Wann immer der britische Antrag vorliegt – er stellt die unabdingbare Grundlage für das weitere Prozedere zwischen Großbritannien und der Europäischen Union dar. Artikel 50 des EU-Vertrages schreibt eine Frist von zwei Jahren für den Abschluss eines Austrittsverfahrens vor, in dem vor allem die Regelungen für die künftigen wirtschaftlichen und rechtlichen Beziehungen zwischen dem UK und der EU festgelegt werden müssen. Bei diesen Verhandlungen wird der Teufel nicht nur im Detail stecken. Gewichtige politische und formelle Probleme kommen hinzu. Dass eine Verlängerung der Zweijahresfrist die Zustimmung aller EU-Mitgliedstaaten erhält, die einstimmig erfolgen müsste, scheint eher zweifelhaft; schließlich hat Großbritannien aus ihrer Sicht per Volksabstimmung mehrheitlich den Willen bekundet, die Europäische Union verlassen zu wollen. Kommt es innerhalb der zwei Jahre doch zu einem Abkommen, bedarf dieses nicht nur der Zustimmung des Europäischen Parlaments, sondern auch einer qualifizierten Mehrheit im Europäischen Rat.4 Kernpunkte der Verhandlungen werden die Fragen eines freien Waren- und Kapitalverkehrs zwischen UK und EU sein sowie die Personenverkehrsfreiheit. Hier sind Konflikte bereits vorgezeichnet, zumal London auf Ersteres drängt, Letzteres jedoch ablehnt.

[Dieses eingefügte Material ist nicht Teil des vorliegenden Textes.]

PR #2194, opened 2019-04-04
mw_basic_auth: avoid missing header errors when using body basic auth…

### LINKED ISSUE #2193: bug: body basic auth credentials

bug

when extracting credentials from body is enabled, we still look in headers first - as such we always get info level log `Attempted access with malformed header, no auth header found.`.

We should not see this log message.

master

matiasinsaurralde:
Fix #2193

### DIFF
--- a/mw_basic_auth.go
+++ b/mw_basic_auth.go
@@ -79,8 +79,6 @@ func (k *BasicAuthKeyIsValid) basicAuthHeaderCredentials(w http.ResponseWriter, 
 	logger := k.Logger().WithField("key", obfuscateKey(token))
 	if token == "" {
 		// No header value, fail
-		logger.Info("Attempted access with malformed header, no auth header found.")
-
 		err, code = k.requestForBasicAuth(w, "Authorization field missing")
 		return
 	}
@@ -156,6 +154,8 @@ func (k *BasicAuthKeyIsValid) ProcessRequest(w http.ResponseWriter, r *http.Requ
 		if k.Spec.BasicAuth.ExtractFromBody {
 			w.Header().Del("WWW-Authenticate")
 			username, password, err, code = k.basicAuthBodyCredentials(w, r)
+		} else {
+			k.Logger().Warn("Attempted access with malformed header, no auth header found.")
 		}
 
 		if err != nil {


mw_basic_auth.go
```diff
@@ -77,6 +77,11 @@ func (k *BasicAuthKeyIsValid) requestForBasicAuth(w http.ResponseWriter, msg str
 func (k *BasicAuthKeyIsValid) basicAuthHeaderCredentials(w http.ResponseWriter, r *http.Request) (username, password string, err error, code int) {
 	token := r.Header.Get("Authorization")
 	logger := k.Logger().WithField("key", obfuscateKey(token))
+	if token == "" && k.Spec.BasicAuth.ExtractFromBody {
```
dencoded: this edge case is a good candidate to cover by test

matiasinsaurralde: Seems that we already have tests with empty headers + body extraction enabled in `TestBasicAuthFromBody`.

dencoded: why that test wasn't failing without this fix then?

matiasinsaurralde:
@dencoded I've replaced this with a simpler solution, now we should discuss if we want to log auth errors on `basicAuthBodyCredentials` in the same way we do for `basicAuthHeaderCredentials`, think this should be a separate issue/PR.

mw_basic_auth.go
```diff
@@ -79,7 +79,9 @@ func (k *BasicAuthKeyIsValid) basicAuthHeaderCredentials(w http.ResponseWriter,
 	logger := k.Logger().WithField("key", obfuscateKey(token))
 	if token == "" {
 		// No header value, fail
-		logger.Info("Attempted access with malformed header, no auth header found.")
+		if !k.Spec.BasicAuth.ExtractFromBody {
+			logger.Info("Attempted access with malformed header, no auth header found.")
```
dencoded: I think this message should be ERROR or WARN level (not info).
also, it seems to be extra have it here with reference to out auth extraction from body.
how about moving this log message to `ProcessRequest` and put this warning in log in appropriate situation ( `if k.Spec.BasicAuth.ExtractFromBody` is already there).

dencoded:
@matiasinsaurralde I left comments. also, CI is failing again.

mw_basic_auth.go
matiasinsaurralde: @dencoded Updated, can you review?

matiasinsaurralde: Think we don't need to check for `token` with the new change, this scenario will occur when `basicAuthHeaderCredentials` fails.

matiasinsaurralde:
The CI error isn't related to this change, looks like a linking issue:
```
/home/travis/.gimme/versions/go1.11.8.linux.amd64/pkg/tool/linux_amd64/link: running gcc failed: exit status 1
/usr/bin/ld: /tmp/go-link-995235108/000016.o: unrecognized relocation (0x2a) in section `.text'
/usr/bin/ld: final link failed: Bad value
collect2: error: ld returned 1 exit status
```

dencoded:
@matiasinsaurralde yes, coprocess build is failing

dencoded:
@matiasinsaurralde yes, coprocess build is failing

dencoded:
@matiasinsaurralde yes, coprocess build is failing

dencoded:
was closed by exident

buger:
From code point of view looks good. Coprocess builds seems to be unrelated, and looks like CI issue.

Selbst wenn sich Großbritannien vermutlich in einer schlechteren Verhandlungsposition gegenüber der EU befindet, politische Vernunft sollte auf beiden Seiten vorherrschen. Letztlich brauchen beide Seiten auf vielen Ebenen einander. Bundesfinanzminister Wolfgang Schäuble hat es Ende Juli in einem Gespräch mit seinem britischen Amtskollegen Philip Hammond beim G20-Treffen der Finanzminister auf den Punkt gebracht, indem er feststellte: „Wir sind uns natürlich einig, dass wir den Schaden aus dieser Entscheidung so gering wie möglich halten wollen für alle Beteiligten.“5 Es wäre gut, wenn sich alle Beteiligten an diese Maxime halten würden.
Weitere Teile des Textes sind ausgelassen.